**EXERCISE INPUT**.
§ §

PR #394, opened 2019-03-21
 delay environments into deopt branches and GVN 

o-:


rir/src/compiler/opt/delay_instr.cpp
```diff
@@ -16,35 +16,6 @@ void DelayInstr::apply(RirCompiler&, ClosureVersion* function,
             auto i = *ip;
             auto next = ip + 1;
 
-            if (!i->hasEnv() && !i->hasEffect() && !Phi::Cast(i) &&
-                !i->branchOrExit()) {
-                Instruction* usage = i->hasSingleUse();
-                if (usage && usage->bb() != bb) {
```
charig, line 22: I guess this removal has something to do with the phi placement changes, but why removing also the else part that just delays non effectful instructions?

rir/src/compiler/pir/instruction.cpp
```diff
@@ -250,29 +251,26 @@ void Instruction::replaceUsesAndSwapWith(
 }
 
 bool Instruction::usesAreOnly(BB* target, std::unordered_set<Tag> tags) {
-    bool answer = true;
-    Visitor::run(target, [&](Instruction* i) {
+    return Visitor::check(target, [&](Instruction* i) -> bool {
```
charig, line 254: Why continue executing after we already know the answer?

rir/src/compiler/pir/value.h
```diff
@@ -43,7 +43,8 @@ class Value {
     virtual SEXP asRValue() const { assert(false && "Not a singleton"); }
 
     bool producesRirResult() const {
-        return type != PirType::voyd() && type != NativeType::context;
+        return type != PirType::voyd() &&
+               (type.isRType() || type == NativeType::test);
```
charig, line 47: Ok, but I wonder, was this failing anywhere?

rir/src/compiler/pir_tests.cpp
```diff
@@ -612,6 +612,75 @@ bool testCfg() {
...
+    }\n\
+    return (sum);\n\
+}\n";
+
+static bool testMandelbrot() {
+    pir::Module m;
+    SEXP env = compileToRir("", mandelbrot, R_GlobalEnv);
+    SEXP fun = CAR(FRAME(env));
+    // warmup
+    rirApplyClosure(R_NilValue, fun, R_NilValue, R_GlobalEnv);
```
charig, line 669: Do we need the warmup?

rir/src/compiler/pir_tests.cpp
```diff
@@ -815,19 +884,23 @@ static Test tests[] = {
...
+    Test("Test mandelbrot is scope-resolved", &testMandelbrot),
 };
 
 } // namespace
 
 namespace rir {
 
 void PirTests::run() {
+    size_t oldconfig = Rir2PirCompiler::MAX_INPUT_SIZE;
+    Rir2PirCompiler::MAX_INPUT_SIZE = 3000;
```
charig, line 896: speedup?

rir/src/utils/EnumSet.h
```diff
@@ -81,6 +81,10 @@ class EnumSet {
         return set_ == s.set_;
     }
 
+    constexpr RIR_INLINE EnumSet operator~() const {
+        return EnumSet(~set_ & Any());
```
charig, line 85: Why `& Any()`?

rir/src/compiler/opt/load_elision.cpp
```diff
@@ -0,0 +1,96 @@
...
+#include <unordered_set>
+
+namespace rir {
+namespace pir {
+
+struct ALoad {
+    // cppcheck-suppress noExplicitConstructor
+    ALoad(LdVar* ld) : origin(ld), env(ld->env()), name(ld->varName) {}
+    // cppcheck-suppress noExplicitConstructor
+    ALoad(LdFun* ld) : origin(ld), env(ld->env()), name(ld->varName) {}
```
charig, line 20: They are two absolutely equal constructors?

rir/src/compiler/opt/gvn.cpp
```diff
@@ -0,0 +1,204 @@
...
+                storeNumber(i, nextNumber, {nextNumber});
+            } else {
+                // We allow instructions with those effects to be deduplicated.
+                auto effects =
+                    i->effects & (~(Effects(Effect::Error) | Effect::Warn |
+                                    Effect::Visibility | Effect::Force));
+                if (effects.empty())
+                    computeNumber(i);
+                else
+                    assignNumber(i);
```
charig: Why do we care at all? Why not just adding the effects check at the beggining?

rir/src/compiler/opt/gvn.cpp
```diff
@@ -0,0 +1,204 @@
...
+            }
+        };
+
+        while (changed) {
+            changed = false;
+            DominatorTreeVisitor<>(dom).run(cls->entry, [&](BB* bb) {
+                for (auto i : *bb)
+                    computeGN(i);
```
charig, line 154: If it is a dominator tree, why would be need to iterate?

rir/src/compiler/opt/gvn.cpp
```diff
@@ -0,0 +1,204 @@
...
+                            if (!i->bb()->before(firstInstr, i))
+                                continue;
+                        } else {
+                            if (!dom.dominates(firstInstr->bb(), i->bb()))
+                                continue;
+                        }
+                    }
+                    i->replaceUsesWith(first);
+                    // Make sure this instruction really gets removed
+                    i->effects.reset();
```
charig, line 198: Why this? Because of the error, etc effects?

charig (approved):

rir/src/compiler/opt/delay_instr.cpp
o-: I think there is just no gain in doing that. I think I added this initially as sort of a demo pass, to see what the effect annotations allow us to do.

rir/src/compiler/pir/instruction.cpp
o-: yes that was my thinking. your implementation checks every instruction, regardless. my implementation stops after the first counterexample instruction

rir/src/compiler/pir/value.h
o-: it was just wrong, why shouldn't i change it? it also caused gvn to run on things like frame state instructions

rir/src/compiler/pir_tests.cpp
o-: yes

rir/src/compiler/pir_tests.cpp
o-: no the test fails otherwise

rir/src/utils/EnumSet.h
o-: to clear the bits outside of the valid range. otherwise the fast equality check (using integer machine equality) would fail

rir/src/compiler/opt/load_elision.cpp
o-: spot the difference :)

rir/src/compiler/opt/gvn.cpp
o-: sorry, I don't understand the question. and which beginning?

rir/src/compiler/opt/gvn.cpp
o-: as you can see on a simple if-then-else example, dominator tree order does not guarantee that all inputs are already assigned a number. tbh, I am not even sure if it is faster than depth first.

rir/src/compiler/opt/gvn.cpp
o-: the idea is, that we ignore error/warning for gvn. the reasoning is that the error/warning would already have happened, in the instruction we use to replace with. but then the intruction we replaced, won't be removed, since it is not effectless. so I clear the effects here, such that cleanup pass can remove it

rir/src/compiler/pir_tests.cpp
o-: (we need to speculate on the bitwise builtins)

rir/src/compiler/pir_tests.cpp
o-: (on travis, where we set the limit to 700, to speed up the runs)

rir/src/compiler/opt/gvn.cpp
charig: I meant...it seems that for any instruction with "real effect" we do not need to do more than `assignNumber`. You have this above in the same function:
```
auto i = Instruction::Cast(v);
            if (!i) {
                assignNumber(v);
                return;
            }
```
why not just add `|| i->effects()`

rir/src/compiler/pir_tests.cpp
charig: The default feedback enables speculation

o-: not for functions

rir/src/compiler/opt/gvn.cpp
o-: ok, i can do that, if you prefer

PR #396, opened 2019-03-23
small fix in insert_cast

Jakobeha:
fixes a bug where type isn't updated if the instruction isn't `Phi`

### DIFF
--- a/rir/src/compiler/transform/insert_cast.cpp
+++ b/rir/src/compiler/transform/insert_cast.cpp
@@ -31,10 +31,7 @@ void InsertCast::apply(BB* bb) {
     auto ip = bb->begin();
     while (ip != bb->end()) {
         Instruction* instr = *ip;
-        Phi* p = nullptr;
-        if ((p = Phi::Cast(instr))) {
-            p->updateType();
-        }
+        instr->updateType();
         instr->eachArg([&](InstrArg& arg) {
             while (!arg.type().isSuper(arg.val()->type)) {
                 auto c = cast(arg.val(), arg.type(), env);


rir/src/compiler/transform/insert_cast.cpp
```diff
@@ -31,10 +31,7 @@ void InsertCast::apply(BB* bb) {
     auto ip = bb->begin();
     while (ip != bb->end()) {
         Instruction* instr = *ip;
-        Phi* p = nullptr;
-        if ((p = Phi::Cast(instr))) {
-            p->updateType();
-        }
+        instr->updateType();
```
charig, line 34: This is weird because phi's updateType is the only changing the type of the arguments. What kind of issue did you find?

Jakobeha: I added a `SetShared` instruction with an integer input, followed by an instruction which expected an integer. The `SetShared` normally updates its return type, but it didn't because `updateType` wasn't called, so `rir_2_pir` tried to cast its result type (`val?`) to an integer for the next instruction, and this failed.

charig: The change does not seem to hurt. I'm only afraid it may be hiding other issue. Because `SetShared` inherits the type from its argument at creation time. So, if you previously had an integer and then an operation expecting an int, and you only add a `setShared` in between, I do not see how the failure can happen

Jakobeha: The other type got resolved to an integer later. It was the index in the simple-range - it's a PIR SSA value, so PIR could infer its type, but the cast was being added by the compiler before any phases.

It is a really small thing, I don't think it really matters. Maybe just take note of this in the future.

PR #397, opened 2019-03-23
P2r code cleanup

JanJecmen:
This adds a code buffer for the backend and then performs some peephole optimizations on it mostly to clean up some stack shuffling instructions


o-:
I am ok with merging this. But honestly I would much prefer if our allocator would produce decent code in the first place.

JanJecmen:
Agreed, this was just a quick fix..
Honestly, I am not sure how to go about the allocator producing good code, it's kind of circular: you want to decide stack/register based on the stack shuffling needed, but you only know the stack shuffling once you decide where to allocate stuff
But for starters, maybe an api that would tell you, given some stack contents and an instruction, what is the optimal way to pick/pull/put/pop such that the instruction can be executed
Or do you have something particular in mind?

PR #398, opened 2019-03-24
Keyboard Interrupt Handler

scottcarroll:
Adds functionality to RIR to check for SIGINTs. Does so in a fashion similar to gnu-r. Performance and when to check for termination signals is kept in mind with this addition. An example of functionality added:
> f <- function() repeat NULL
> f()
^C

This now results in rir exiting the loop gracefully.


rir/src/interpreter/interp.cpp
```diff
@@ -45,12 +45,12 @@ static RIR_INLINE SEXP getSrcForCall(Code* c, Opcode* pc,
 #define INSTRUCTION(name)                                                      \
     op_##name: /* debug(c, pc, #name, ostack_length(ctx) - bp, ctx); */
 #define NEXT()                                                                 \
-    (__extension__({ goto* opAddr[static_cast<uint8_t>(advanceOpcode())]; }))
+    (__extension__({                                                           \
```
mhyee: Was this just a whitespace change? We'd prefer to keep changes minimal.

rir/src/interpreter/interp.cpp
```diff
@@ -45,12 +45,12 @@ static RIR_INLINE SEXP getSrcForCall(Code* c, Opcode* pc,
...
+        goto* opAddr[static_cast<uint8_t>(advanceOpcode())]; }))
 #define LASTOP                                                                 \
     {}
 #else
 #define BEGIN_MACHINE                                                          \
-    loop:                                                                      \
```
mhyee: Should this have been removed?

rir/src/interpreter/interp.cpp
```diff
@@ -358,8 +358,17 @@ static RIR_INLINE SEXP rirCallTrampoline(const CallContext& call, Function* fun,
     return rirCallTrampoline(call, fun, symbol::delayedEnv, arglist, ctx);
 }
 
-#pragma GCC diagnostic push
```
mhyee: It looks like these two lines didn't get merged properly. Putting them back (in the right place) will probably fix the build errors on Travis.

rir/src/interpreter/interp.cpp
```diff
@@ -358,8 +358,17 @@ static RIR_INLINE SEXP rirCallTrampoline(const CallContext& call, Function* fun,
...
-#pragma GCC diagnostic ignored "-Wunused-variable"
+int count = 0;
+
+// Interrupt Signal Checker - Allows for Ctrl - C functionality to exit out
+// of infinite loops
+void checkuserinterrupt() {
+    if (++count > 1000) {
```
mhyee: It might be useful to define this as a macro, similar to what [GNU-R does](https://github.com/reactorlabs/gnur/blob/R-3.5.1-rir-patch/src/main/eval.c#L5402). I think we only use it in one place, but it makes it easier to understand the code. Otherwise it just looks like a random "[magic constant](https://en.wikipedia.org/wiki/Magic_number_(programming)#Unnamed_numerical_constants)."

rir/src/interpreter/interp.cpp
```diff
@@ -358,8 +358,17 @@ static RIR_INLINE SEXP rirCallTrampoline(const CallContext& call, Function* fun,
     return rirCallTrampoline(call, fun, symbol::delayedEnv, arglist, ctx);
 }
 
-#pragma GCC diagnostic push
-#pragma GCC diagnostic ignored "-Wunused-variable"
+int count = 0;
```
mhyee: Two things here:

1. This should be `unsigned`, because we know negative values can never occur. More importantly, _signed_ integer overflow is undefined behaviour. _Unsigned_ integer overflow is perfectly valid.
2. This should be declared as `static`. Otherwise some other file can "see" the variable. If it's static, then it's only visible in this file.

rir/src/interpreter/interp.cpp
```diff
@@ -358,8 +358,17 @@ static RIR_INLINE SEXP rirCallTrampoline(const CallContext& call, Function* fun,
...
+
+// Interrupt Signal Checker - Allows for Ctrl - C functionality to exit out
+// of infinite loops
+void checkuserinterrupt() {
```
mhyee: Our convention is to use camel case, so `checkUserInterrupt`.

rir/src/interpreter/interp.cpp
```diff
@@ -358,8 +358,17 @@ static RIR_INLINE SEXP rirCallTrampoline(const CallContext& call, Function* fun,
...
+    if (++count > 1000) {
+        R_CheckUserInterrupt();
```
mhyee, line 371: Should we also have `R_PendingFinalizers`? What does it do?

rir/src/interpreter/interp.cpp
scottcarroll: No sorry this was removed by mistake

rir/src/interpreter/interp.cpp
scottcarroll: Yes this was just a whitespace change

rir/src/interpreter/interp.cpp
scottcarroll: R_PendingFinalizers is a function inside of GNU-R memory.c. It checks whether finalizers are pending and if they are, runs garbage collection on what is needed inside of R. GNU-R only calls this function when running arbitrary code should be safe. In both cases it's if the boolean IMMEDIATE_FINALIAZERS is true, but I don't see where this boolean/macro is being created. I would imagine adding this to Rir would be safe, but I'm not sure.

mhyee: > It checks whether finalizers are pending and if they are, runs garbage collection on what is needed inside of R.

Yeah, that sounds like we'll want to have it.

> In both cases it's if the boolean IMMEDIATE_FINALIAZERS is true

Actually, the macro is `#ifndef IMMEDIATE_FINALIZERS` which means "if `IMMEDIATE_FINALIZERS` is _not_ defined."

`IMMEDIATE_FINALIZERS` is defined at compile time, probably as a flag. I don't think we're setting it, which means `R_RunPendingFinalizers()` is called.

@o-, @JanJecmen thoughts?

mhyee:
Looks great, thanks!

We changed our continuous integration setup since you opened this PR, and it requires us to create branches from the main repo rather than forks. So I'll open a PR that's a duplicate of this one, just for CI to run, and if it passes, I'll close that PR and merge this one.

§ §

**TASK DETAILS**. If a line in the data above includes the string "didn", copy it.

**OUTPUT FOR THIS EXERCISE**.
Jakobeha: I added a `SetShared` instruction with an integer input, followed by an instruction which expected an integer. The `SetShared` normally updates its return type, but it didn't because `updateType` wasn't called, so `rir_2_pir` tried to cast its result type (`val?`) to an integer for the next instruction, and this failed.
mhyee: It looks like these two lines didn't get merged properly. Putting them back (in the right place) will probably fix the build errors on Travis.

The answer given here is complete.